Barry,
IMO, this is exactly what is happening and has been happening for some time. The direct channel (predominantly DELL, GATE, and MUEI) has been taking market share from the traditional players and retail channel. Last year we saw the same thing when Packard Bell ended the year with a huge glut of inventory in the retail channel. I remember just after Christmas last year the pundits were crying about soft PC sales. Well, this has been a very good year for overall growth (albeit not quite as strong as the exceptional year the industry saw last year) and the direct channel continues to boom. Just look at GATE and DELL's earnings over the last 8 quarters. Make no mistake about it, HP, IBM, and CPQ are on the run from the direct channel. These guys carry virtually no inventory and have extremely low cost structures. They can respond quickly and provide good service. The Fortune 600 company I work for threw out IBM a couple years back. Sub-par quality and too pricey. At first we bought Gateways now we buy exclusive Dells. The Gateways were fine but a policy decision was made to go with a single company. We are currently in the middle of our upgrade cycle. There will be over 3000 new Dell P166-P200's at our location by mid next year. Most are already in place. I just ordered 14 new Dell P200's for my area.

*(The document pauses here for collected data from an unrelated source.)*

PR #257, opened 2020-12-23
Incorporate ontology review for FILE

glguy:


RACK-Ontology/ontology/FILE.sadl
```diff
@@ -10,29 +10,44 @@
...
     createBy (note "FILE_CREATION ACTIVITY that created this file") describes FILE with values of type FILE_CREATION.
+    createBy describes FILE with at most 1 value.
     createBy is a type of wasGeneratedBy.
     
     fileHash (note "Hash of the file contents") describes FILE with values of type FILE_HASH.
 
 FORMAT
     (note "The data format of a FILE")
     is a type of THING.
+ADA is a FORMAT with identifier "ADA".
```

I think home users have also been increaesing their purchases through the mail order channel. I have recommend PC's to at least 50 co-workers, friends, and relatives over the last 3 years. They have ALL bought direct most of them from GATE, DELL, or Micron.
The times they are changin'.
The great news is that whoever "wins" the battle of the boxes, Intel wins the CPU war and Intel stock holders win the investment game.